Bestellinformation
| Produkt | Katalog # | EINHEIT | Preis | ANZAHL | Favoriten | |
Slit3 Double Nickase Plasmid (h) | sc-402553-NIC | 20 µg | $410.00 | |||
Slit3 Double Nickase Plasmid (h2) | sc-402553-NIC-2 | 20 µg | $410.00 |
SLIT3 kodiert Slit3, ein sezerniertes Leitsignal, das hauptsächlich über ROBO-Rezeptoren wirkt und die Axonleitbahnfindung, neuronale Migration und Gewebemusterbildung reguliert. Neben der Entwicklung des Nervensystems trägt SLIT3 zur Zell-Zell-Kommunikation bei und beeinflusst dabei die Zytoskelettdynamik, gerichtete Motilität sowie die Organisation von Gefäß- und Bindegewebe. Die Slit/ROBO-Signalgebung überschneidet sich mit Rho-GTPase- und fokale-Adhäsion-assoziierten Prozessen, die Adhäsions- und Migrationsprogramme in verschiedenen Zelltypen prägen. Eine dysregulierte SLIT3-Expression oder veränderte Aktivität des Signalwegs wurde mit veränderten Entwicklungsphänotypen in Verbindung gebracht und in Kontexten untersucht, die abnorme Zellmigration und Tumorbiologie betreffen.

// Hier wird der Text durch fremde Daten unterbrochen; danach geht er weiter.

PR #3131, opened 2025-06-09
Respect enforced options in the settings UIs

rr-:
#### Checklist

#### Description

Settings flagged as enforced at the configuration layer can no longer be modified via the UI. On top of it, we append `*` to labels of frozen settings in the settings dialog to give users a clear visual cue that these options are read‑only, and elaborate on it in the option's description dialog.

Normal option:
20250609_120259_Level_0

Enforced option – no arrows and an asterisk marker:
20250609_120300_Level_0

Enforced option – description dialog:
20250609_120302_Level_0

#### Testing

This should work with every config setting in both games. As a reminder here's how we freeze settings:

```
--- a/data/tr1/ship/cfg/TR1X_gameflow.json5
+++ b/data/tr1/ship/cfg/TR1X_gameflow.json5
@@ -526,4 +526,8 @@
         {"path": "fmv/prison.avi"},
         {"path": "fmv/end.avi"},
     ],
+
+    "enforced_config": {
+        "enable_legal": false,
+    },
 }
```

#### Technical considerations

This PR introduces `Config_IsOptionEnforced`, which exposes the enforcement state for config fields. It also upgrades the string-formatter API with a ring buffer of 8 slots for `String_FormatStatic` and similar, which makes it now possible to obtain up to 8 short-lived strings at the same time rather than just 1.


aredfan (approved):

lahm86 (approved):
Great 😌

PR #3133, opened 2025-06-09
Add ability to restore defaults in the settings dialogs

rr-:
#### Checklist

#### Description

Adds a button that lets us immediately restore default settings. Only available if a row is selected and its value is different from the defaults. For compound setting (e.g. water color) resetting affects all components at once.

20250609_134229_Level_0
20250609_134155_Level_0

#### Technical considerations

I've extracted the ProgressButton element from the controls editor dialog intending to reuse it for this function. However, it performed poorly in practice, and the delay for reset was frustrating, so I opted for instant feedback instead. I did leave the ProgressButton isolated, though, in case we need it in the future (though it costs some LOC).

### DIFF
--- a/data/tr1/ship/cfg/TR1X_strings.json5
+++ b/data/tr1/ship/cfg/TR1X_strings.json5
@@ -345,6 +345,7 @@
         "ACTION_UNBIND": "Unbind",
         "ACTION_USE_ITEM": "Use",
         "COMMON_SETTINGS_FROZEN_OPTION_DISCLAIMER": "This setting is enforced by the level builder and cannot be changed.",
+        "COMMON_SETTINGS_RESTORE_DEFAULT": "Restore default",
         "COMMON_SETTINGS_TOGGLE_HELP": "Toggle help",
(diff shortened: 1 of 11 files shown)


rr-:
Not sure but it might be cool to put the backspace icon on the right side for symmetry. WDYT?

aredfan:
Very nice! 😌 

> For compound setting (e.g. water color) resetting affects all components at once.

Regarding the water colours, the `Restore default` prompt doesn't appear when I change the default water colour values to a different value.

> Not sure but it might be cool to put the backspace icon on the right side for symmetry. WDYT?

I think that having both icons to one side of the text feels tidier, it's similar to controls where `Reset` and `Unbind` both have the icon to the right.

lahm86:
Looks great. I agree with aredfan re the text/icon.

rr-:
I fixed the conditions on which the reset function becomes available and haven't touched the icon placement :relieved:

lahm86 (approved):

aredfan (approved):

PR #3158, opened 2025-06-10
lara/col: standardize collision config options

### LINKED ISSUE #3138: TR2X bug: Lara does the bump into wall animation when wading
https://github.com/LostArtefacts/TRX/commit/a643243a33637814deba7e7fd43843500d81bfd3

______________

This bug happens when Lara is a short distance from the wall before wading into it.

**Edit:** Just did another check, it appears Lara does the animation regardless of distance from the wall.

<details><summary>Dev snapshot video</summary>

https://github.com/user-attachments/assets/7b35b062-cea2-4162-97a9-be33553ecdee

</details>

<details><summary>1.1 video (matches OG behaviour)</summary>

https://github.com/user-attachments/assets/1234f1d3-4c81-45a5-b088-23ad74af56d4

</details>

Slit3 Das Double-Nickase-Plasmid (h) besteht aus einem aufeinander abgestimmten Plasmidpaar, das für die hochspezifische Bearbeitung des SLIT3-Lokus in human-Zelllinien entwickelt wurde. Jedes Plasmid exprimiert eine Cas9-D10A-Nickase und eine spezifische sgRNA, die auf entgegengesetzte DNA-Stränge innerhalb von SLIT3 abzielt. Wenn sie auf benachbarte Stellen auf entgegengesetzten DNA-Strängen gerichtet sind, erzeugen die beiden Nickasen versetzte Einzelstrang-Schnitte, die zusammen einen versetzten Doppelstrangbruch erzeugen, was eine koordinierte On-Target-Aktivität beider Guides erfordert. Der resultierende DNA-Bruch wird durch endogene zelluläre Reparaturwege behoben, meist durch nicht-homologe Endverknüpfung (NHEJ), was zu Insertionen oder Deletionen führt, die die SLIT3-Funktion stören. Durch die Notwendigkeit einer doppelten sgRNA-Bindung am Zielort erhöht der Doppel-Nick-Ansatz die Spezifität der Bearbeitung und bietet eine komplementäre CRISPR-Strategie für Anwendungen, bei denen eine zusätzliche Kontrolle über die Zielgenauigkeit gewünscht ist.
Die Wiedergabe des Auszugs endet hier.